* _Exercise goal_
Determine which lines of the records include the word "will", and copy them.

* _Source material_
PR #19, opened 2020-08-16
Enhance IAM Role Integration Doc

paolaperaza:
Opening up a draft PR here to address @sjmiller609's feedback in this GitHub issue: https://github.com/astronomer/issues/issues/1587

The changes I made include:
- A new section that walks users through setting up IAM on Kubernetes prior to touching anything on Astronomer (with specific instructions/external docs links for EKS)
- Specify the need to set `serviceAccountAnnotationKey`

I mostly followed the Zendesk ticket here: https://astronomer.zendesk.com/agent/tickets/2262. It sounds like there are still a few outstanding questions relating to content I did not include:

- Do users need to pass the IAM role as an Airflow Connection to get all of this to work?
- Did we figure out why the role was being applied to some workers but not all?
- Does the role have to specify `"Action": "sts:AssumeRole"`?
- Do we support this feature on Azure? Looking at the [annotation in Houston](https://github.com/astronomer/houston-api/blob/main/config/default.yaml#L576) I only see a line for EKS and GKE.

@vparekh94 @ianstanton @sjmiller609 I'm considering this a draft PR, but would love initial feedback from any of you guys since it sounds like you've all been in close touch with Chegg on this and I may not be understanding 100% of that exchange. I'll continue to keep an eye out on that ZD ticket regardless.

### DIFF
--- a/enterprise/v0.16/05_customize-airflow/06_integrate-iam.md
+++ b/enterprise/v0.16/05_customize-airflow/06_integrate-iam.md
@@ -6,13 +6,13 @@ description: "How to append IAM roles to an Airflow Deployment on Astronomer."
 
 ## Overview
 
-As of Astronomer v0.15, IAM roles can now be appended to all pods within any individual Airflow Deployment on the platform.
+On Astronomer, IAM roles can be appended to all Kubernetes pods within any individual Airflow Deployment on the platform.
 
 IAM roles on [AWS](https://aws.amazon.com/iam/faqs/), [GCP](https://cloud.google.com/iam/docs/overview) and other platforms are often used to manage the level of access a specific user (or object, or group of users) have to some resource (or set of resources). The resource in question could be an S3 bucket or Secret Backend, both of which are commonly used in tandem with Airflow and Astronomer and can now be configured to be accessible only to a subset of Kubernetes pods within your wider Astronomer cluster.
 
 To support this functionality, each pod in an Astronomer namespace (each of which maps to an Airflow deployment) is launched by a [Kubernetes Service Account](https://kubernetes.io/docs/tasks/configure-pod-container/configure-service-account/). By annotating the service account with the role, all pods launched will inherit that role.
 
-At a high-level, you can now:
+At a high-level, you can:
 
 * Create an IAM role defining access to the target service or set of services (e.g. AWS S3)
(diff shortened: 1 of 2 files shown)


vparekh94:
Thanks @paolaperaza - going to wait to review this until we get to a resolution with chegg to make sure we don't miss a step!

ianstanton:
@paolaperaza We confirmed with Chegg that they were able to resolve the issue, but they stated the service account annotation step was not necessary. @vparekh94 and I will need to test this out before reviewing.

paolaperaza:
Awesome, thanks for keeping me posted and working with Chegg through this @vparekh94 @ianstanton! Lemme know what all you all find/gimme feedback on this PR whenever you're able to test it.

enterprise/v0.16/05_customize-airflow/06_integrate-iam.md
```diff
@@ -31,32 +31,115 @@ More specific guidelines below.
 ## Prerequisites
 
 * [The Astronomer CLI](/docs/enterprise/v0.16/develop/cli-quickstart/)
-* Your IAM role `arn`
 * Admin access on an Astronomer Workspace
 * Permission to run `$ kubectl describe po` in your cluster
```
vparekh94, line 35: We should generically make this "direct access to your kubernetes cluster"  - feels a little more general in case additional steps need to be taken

* _Output of the exercise_
 To support this functionality, each pod in an Astronomer namespace (each of which maps to an Airflow deployment) is launched by a [Kubernetes Service Account](https://kubernetes.io/docs/tasks/configure-pod-container/configure-service-account/). By annotating the service account with the role, all pods launched will inherit that role.
@paolaperaza We confirmed with Chegg that they were able to resolve the issue, but they stated the service account annotation step was not necessary. @vparekh94 and I will need to test this out before reviewing.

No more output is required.